◆ Task item ◆
Every line of the data below should be written out word for word.

◆ Stored data ◆
┌──

PR #1106, opened 2021-10-25
Forward ref to the underlying HTMLInputElement of the TextInput

ob6160:
Allow for a ref to be passed to the TextInput component so that a reference to the input element can be obtained.

## Reason for the change
A planned usage of the TextInput component needs to listen on the `blur` and `invalid` events for a specific field so we can run validation code based on the built in HTML input validation.

## Example of how it helps in our use case
Here we register two handlers, one to validate on the `blur` event, the other to act if an `invalid` event is fired on that specific field once validated.

carbon (3)


ob6160:
Aha! I hadn't heard of "Synthetic Events" as the name for the pattern `on<EventName>` before. TIL! I can totally use those for my use case. I'll close this PR and we can continue the discussion in guardian/csnx#261  as you suggested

└──

◆ Completed exercise ◆
PR #1106, opened 2021-10-25
Forward ref to the underlying HTMLInputElement of the TextInput

ob6160:
Allow for a ref to be passed to the TextInput component so that a reference to the input element can be obtained.

## Reason for the change
A planned usage of the TextInput component needs to listen on the `blur` and `invalid` events for a specific field so we can run validation code based on the built in HTML input validation.

## Example of how it helps in our use case
Here we register two handlers, one to validate on the `blur` event, the other to act if an `invalid` event is fired on that specific field once validated.

carbon (3)


ob6160:
Aha! I hadn't heard of "Synthetic Events" as the name for the pattern `on<EventName>` before. TIL! I can totally use those for my use case. I'll close this PR and we can continue the discussion in guardian/csnx#261  as you suggested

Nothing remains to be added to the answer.